## THE PROBLEM
Each record must appear in your answer exactly as it does below.

## ENTRIES SHOWN
PR #3069, opened 2024-06-19
Fix exception for connectable not found in Network Modification connection and disconnection

rolnico:

No

Bug fix

If you use for example a ConnectableConnection on a non-existing connectable or on a TieLine (which is not a Connectable), the application of the NetworkModification will crash due to a null pointer exception

You will now get a PowsyblException if you apply with `throwException==true` or the Network Modification will not be applied and the error will be logged

- [ ] Yes
- [X] No


rolnico:
https://github.com/powsybl/powsybl-core/pull/3072 could also be another solution

annetill (approved):

PR #3072, opened 2024-06-19
Add connect/disconnect on Tie Lines and HVDC Lines

rolnico:

No

Bug fix + new Feature

If you use for example a ConnectableConnection on a non-existing connectable or on a TieLine (which is not a Connectable), the application of the NetworkModification will crash due to a null pointer exception. This is due to the fact that only Connectables are managed since Tie Lines and HVDC Lines do not have connect/disconnect methods.

Tie Lines and HVDC Lines now have connect and disconnect methods implemented.
Network modification for connection and disconnection now also work with Tie Lines and HVDC Lines.

- [X] Yes
- [ ] No

If you had your own implementation for HVDC Lines, you now need to implement the following methods:
```java
    boolean connectConverterStations();
    boolean connectConverterStations(Predicate<Switch> isTypeSwitchToOperate);
    boolean connectConverterStations(Predicate<Switch> isTypeSwitchToOperate, TwoSides side);
    boolean disconnectConverterStations();
    boolean disconnectConverterStations(Predicate<Switch> isSwitchOpenable);
    boolean disconnectConverterStations(Predicate<Switch> isSwitchOpenable, TwoSides side);
```

If you had your own implementation for Tie Lines, you now need to implement the following methods:
```java
    boolean connectDanglingLines();
    boolean connectDanglingLines(Predicate<Switch> isTypeSwitchToOperate);
    boolean connectDanglingLines(Predicate<Switch> isTypeSwitchToOperate, TwoSides side);
    boolean disconnectDanglingLines();
    boolean disconnectDanglingLines(Predicate<Switch> isSwitchOpenable);
    boolean disconnectDanglingLines(Predicate<Switch> isSwitchOpenable, TwoSides side);
```


rolnico:
This is another possible solution that would close https://github.com/powsybl/powsybl-core/pull/3069

rolnico:
Should the Tie Line and HVDC Line become Connectables ?

iidm/iidm-api/src/main/java/com/powsybl/iidm/network/HvdcLine.java
```diff
@@ -204,6 +207,20 @@ default HvdcConverterStation<?> getConverterStation(TwoSides side) {
...
+
+    boolean connect(Predicate<Switch> isTypeSwitchToOperate, ThreeSides side);
+
+    boolean disconnect();
+
+    boolean disconnect(Predicate<Switch> isSwitchOpenable);
+
+    boolean disconnect(Predicate<Switch> isSwitchOpenable, ThreeSides side);
+
+    List<Terminal> getTerminals(ThreeSides side);
```
flo-dup, line 222: We don't need to expose `getTerminals` so you could remove it here

iidm/iidm-api/src/main/java/com/powsybl/iidm/network/HvdcLine.java
```diff
@@ -204,6 +207,20 @@ default HvdcConverterStation<?> getConverterStation(TwoSides side) {
      */
     void remove();
 
+    boolean connect();
+
+    boolean connect(Predicate<Switch> isTypeSwitchToOperate);
+
+    boolean connect(Predicate<Switch> isTypeSwitchToOperate, ThreeSides side);
```
flo-dup, line 214: `TwoSides` would make more sense here and in disconnect

iidm/iidm-api/src/main/java/com/powsybl/iidm/network/TieLine.java
flo-dup, line 1: Same comments for TieLine

iidm/iidm-impl/src/main/java/com/powsybl/iidm/network/impl/HvdcLineImpl.java
```diff
@@ -231,6 +241,145 @@ public void remove() {
         network.getListeners().notifyAfterRemoval(id);
     }
 
+    @Override
+    public boolean connect() {
+        return connect(SwitchPredicates.IS_NONFICTIONAL_BREAKER);
```
flo-dup, line 246: didn't realize, but isn't it fictitious rather than fictional?

flo-dup (changes requested):
Could you add a utility method to avoid the code duplication?

iidm/iidm-impl/src/main/java/com/powsybl/iidm/network/impl/HvdcLineImpl.java
rolnico: both can be used, IMO.
If we want to change it, we should do it in another PR

iidm/iidm-impl/src/main/java/com/powsybl/iidm/network/impl/AbstractConnectable.java
```diff
@@ -206,59 +205,13 @@ public boolean connect(Predicate<Switch> isTypeSwitchToOperate) {
...
-
-        // Connect all bus-breaker terminals
-        for (TerminalExt terminal : getTerminals(side)) {
-            if (!terminal.isConnected()
-                && terminal.getVoltageLevel().getTopologyKind() == BUS_BREAKER) {
-                // At this point, isNowConnected should always stay true but let's be careful
-                isNowConnected = isNowConnected && terminal.connect(isTypeSwitchToOperate);
-            }
-        }
+        List<Terminal> terminalsToConnect = new ArrayList<>(getTerminals(side));
```
flo-dup, line 208: I don't think you need to copy the list, you only iterate over it in the connect. You did it for the case of the connectable being removed while connecting it?

iidm/iidm-impl/src/main/java/com/powsybl/iidm/network/impl/AbstractConnectable.java
```diff
@@ -206,59 +205,13 @@ public boolean connect(Predicate<Switch> isTypeSwitchToOperate) {
...
 
-        // Disconnect all switches on node-breaker terminals
-        switchForDisconnection.forEach(sw -> sw.setOpen(false));
-        return isNowConnected;
+        return ConnectDisconnectUtil.connectAllTerminals(
+            this,
+            terminalsToConnect,
+            isTypeSwitchToOperate,
+            this.getNetwork().getReportNodeContext().getReportNode());
```
flo-dup, line 214: You can remove the `this` here (and in the other calls to connect/disconnect)
```suggestion
            getNetwork().getReportNodeContext().getReportNode());
```

iidm/iidm-impl/src/main/java/com/powsybl/iidm/network/impl/HvdcLineImpl.java
```diff
@@ -231,6 +235,51 @@ public void remove() {
...
+        return connectConverterStations(SwitchPredicates.IS_NONFICTIONAL_BREAKER, null);
+    }
+
+    @Override
+    public boolean connectConverterStations(Predicate<Switch> isTypeSwitchToOperate) {
+        return connectConverterStations(isTypeSwitchToOperate, null);
+    }
+
+    @Override
+    public boolean connectConverterStations(Predicate<Switch> isTypeSwitchToOperate, TwoSides side) {
```
flo-dup, line 249: Shouldn't we rename this to `connectConverterStation`? It's strange to give a side and have the plural form, and also to interpret the null value as both sides.

rolnico: For the null value, it's already like this for the connectables so I kept the same logic. Same for the plural form : it's `getTerminals(ThreeSides side)` even when we give a ThreeSide so I tried to keep it coherent

olperr1 (changes requested):
@annetill: Should we also revert the javadoc changes of #3079?

iidm/iidm-impl/src/main/java/com/powsybl/iidm/network/impl/AbstractConnectable.java
olperr1: Some are still present in `HvdcLineImpl` and `TieLineImpl`.

iidm/iidm-impl/src/main/java/com/powsybl/iidm/network/impl/ConnectDisconnectUtil.java
```diff
@@ -28,6 +28,15 @@ public final class ConnectDisconnectUtil {
     private ConnectDisconnectUtil() {
     }
 
+    /**
+     * Connect the specified terminals of the identifiable. It will connect all the specified terminals or none if at
```
annetill, line 32: terminals of the identifiable does not sound good. Terminals are related to connectable, exception for HVDC line and tie line only.

olperr1 (approved):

## WRITTEN RESPONSE
PR #3069, opened 2024-06-19
Fix exception for connectable not found in Network Modification connection and disconnection

rolnico:

No

Bug fix

If you use for example a ConnectableConnection on a non-existing connectable or on a TieLine (which is not a Connectable), the application of the NetworkModification will crash due to a null pointer exception

You will now get a PowsyblException if you apply with `throwException==true` or the Network Modification will not be applied and the error will be logged

- [ ] Yes
- [X] No


rolnico:
https://github.com/powsybl/powsybl-core/pull/3072 could also be another solution

annetill (approved):

PR #3072, opened 2024-06-19
Add connect/disconnect on Tie Lines and HVDC Lines

rolnico:

No

Bug fix + new Feature

If you use for example a ConnectableConnection on a non-existing connectable or on a TieLine (which is not a Connectable), the application of the NetworkModification will crash due to a null pointer exception. This is due to the fact that only Connectables are managed since Tie Lines and HVDC Lines do not have connect/disconnect methods.

Tie Lines and HVDC Lines now have connect and disconnect methods implemented.
Network modification for connection and disconnection now also work with Tie Lines and HVDC Lines.

- [X] Yes
- [ ] No

If you had your own implementation for HVDC Lines, you now need to implement the following methods:
```java
    boolean connectConverterStations();
    boolean connectConverterStations(Predicate<Switch> isTypeSwitchToOperate);
    boolean connectConverterStations(Predicate<Switch> isTypeSwitchToOperate, TwoSides side);
    boolean disconnectConverterStations();
    boolean disconnectConverterStations(Predicate<Switch> isSwitchOpenable);
    boolean disconnectConverterStations(Predicate<Switch> isSwitchOpenable, TwoSides side);
```

If you had your own implementation for Tie Lines, you now need to implement the following methods:
```java
    boolean connectDanglingLines();
    boolean connectDanglingLines(Predicate<Switch> isTypeSwitchToOperate);
    boolean connectDanglingLines(Predicate<Switch> isTypeSwitchToOperate, TwoSides side);
    boolean disconnectDanglingLines();
    boolean disconnectDanglingLines(Predicate<Switch> isSwitchOpenable);
    boolean disconnectDanglingLines(Predicate<Switch> isSwitchOpenable, TwoSides side);
```


rolnico:
This is another possible solution that would close https://github.com/powsybl/powsybl-core/pull/3069

rolnico:
Should the Tie Line and HVDC Line become Connectables ?

iidm/iidm-api/src/main/java/com/powsybl/iidm/network/HvdcLine.java
```diff
@@ -204,6 +207,20 @@ default HvdcConverterStation<?> getConverterStation(TwoSides side) {
...
+
+    boolean connect(Predicate<Switch> isTypeSwitchToOperate, ThreeSides side);
+
+    boolean disconnect();
+
+    boolean disconnect(Predicate<Switch> isSwitchOpenable);
+
+    boolean disconnect(Predicate<Switch> isSwitchOpenable, ThreeSides side);
+
+    List<Terminal> getTerminals(ThreeSides side);
```
flo-dup, line 222: We don't need to expose `getTerminals` so you could remove it here

iidm/iidm-api/src/main/java/com/powsybl/iidm/network/HvdcLine.java
```diff
@@ -204,6 +207,20 @@ default HvdcConverterStation<?> getConverterStation(TwoSides side) {
      */
     void remove();
 
+    boolean connect();
+
+    boolean connect(Predicate<Switch> isTypeSwitchToOperate);
+
+    boolean connect(Predicate<Switch> isTypeSwitchToOperate, ThreeSides side);
```
flo-dup, line 214: `TwoSides` would make more sense here and in disconnect

iidm/iidm-api/src/main/java/com/powsybl/iidm/network/TieLine.java
flo-dup, line 1: Same comments for TieLine

iidm/iidm-impl/src/main/java/com/powsybl/iidm/network/impl/HvdcLineImpl.java
```diff
@@ -231,6 +241,145 @@ public void remove() {
         network.getListeners().notifyAfterRemoval(id);
     }
 
+    @Override
+    public boolean connect() {
+        return connect(SwitchPredicates.IS_NONFICTIONAL_BREAKER);
```
flo-dup, line 246: didn't realize, but isn't it fictitious rather than fictional?

flo-dup (changes requested):
Could you add a utility method to avoid the code duplication?

iidm/iidm-impl/src/main/java/com/powsybl/iidm/network/impl/HvdcLineImpl.java
rolnico: both can be used, IMO.
If we want to change it, we should do it in another PR

iidm/iidm-impl/src/main/java/com/powsybl/iidm/network/impl/AbstractConnectable.java
```diff
@@ -206,59 +205,13 @@ public boolean connect(Predicate<Switch> isTypeSwitchToOperate) {
...
-
-        // Connect all bus-breaker terminals
-        for (TerminalExt terminal : getTerminals(side)) {
-            if (!terminal.isConnected()
-                && terminal.getVoltageLevel().getTopologyKind() == BUS_BREAKER) {
-                // At this point, isNowConnected should always stay true but let's be careful
-                isNowConnected = isNowConnected && terminal.connect(isTypeSwitchToOperate);
-            }
-        }
+        List<Terminal> terminalsToConnect = new ArrayList<>(getTerminals(side));
```
flo-dup, line 208: I don't think you need to copy the list, you only iterate over it in the connect. You did it for the case of the connectable being removed while connecting it?

iidm/iidm-impl/src/main/java/com/powsybl/iidm/network/impl/AbstractConnectable.java
```diff
@@ -206,59 +205,13 @@ public boolean connect(Predicate<Switch> isTypeSwitchToOperate) {
...
 
-        // Disconnect all switches on node-breaker terminals
-        switchForDisconnection.forEach(sw -> sw.setOpen(false));
-        return isNowConnected;
+        return ConnectDisconnectUtil.connectAllTerminals(
+            this,
+            terminalsToConnect,
+            isTypeSwitchToOperate,
+            this.getNetwork().getReportNodeContext().getReportNode());
```
flo-dup, line 214: You can remove the `this` here (and in the other calls to connect/disconnect)
```suggestion
            getNetwork().getReportNodeContext().getReportNode());
```

iidm/iidm-impl/src/main/java/com/powsybl/iidm/network/impl/HvdcLineImpl.java
```diff
@@ -231,6 +235,51 @@ public void remove() {
...
+        return connectConverterStations(SwitchPredicates.IS_NONFICTIONAL_BREAKER, null);
+    }
+
+    @Override
+    public boolean connectConverterStations(Predicate<Switch> isTypeSwitchToOperate) {
+        return connectConverterStations(isTypeSwitchToOperate, null);
+    }
+
+    @Override
+    public boolean connectConverterStations(Predicate<Switch> isTypeSwitchToOperate, TwoSides side) {
```
flo-dup, line 249: Shouldn't we rename this to `connectConverterStation`? It's strange to give a side and have the plural form, and also to interpret the null value as both sides.

rolnico: For the null value, it's already like this for the connectables so I kept the same logic. Same for the plural form : it's `getTerminals(ThreeSides side)` even when we give a ThreeSide so I tried to keep it coherent

olperr1 (changes requested):
@annetill: Should we also revert the javadoc changes of #3079?

iidm/iidm-impl/src/main/java/com/powsybl/iidm/network/impl/AbstractConnectable.java
olperr1: Some are still present in `HvdcLineImpl` and `TieLineImpl`.

iidm/iidm-impl/src/main/java/com/powsybl/iidm/network/impl/ConnectDisconnectUtil.java
```diff
@@ -28,6 +28,15 @@ public final class ConnectDisconnectUtil {
     private ConnectDisconnectUtil() {
     }
 
+    /**
+     * Connect the specified terminals of the identifiable. It will connect all the specified terminals or none if at
```
annetill, line 32: terminals of the identifiable does not sound good. Terminals are related to connectable, exception for HVDC line and tie line only.

olperr1 (approved):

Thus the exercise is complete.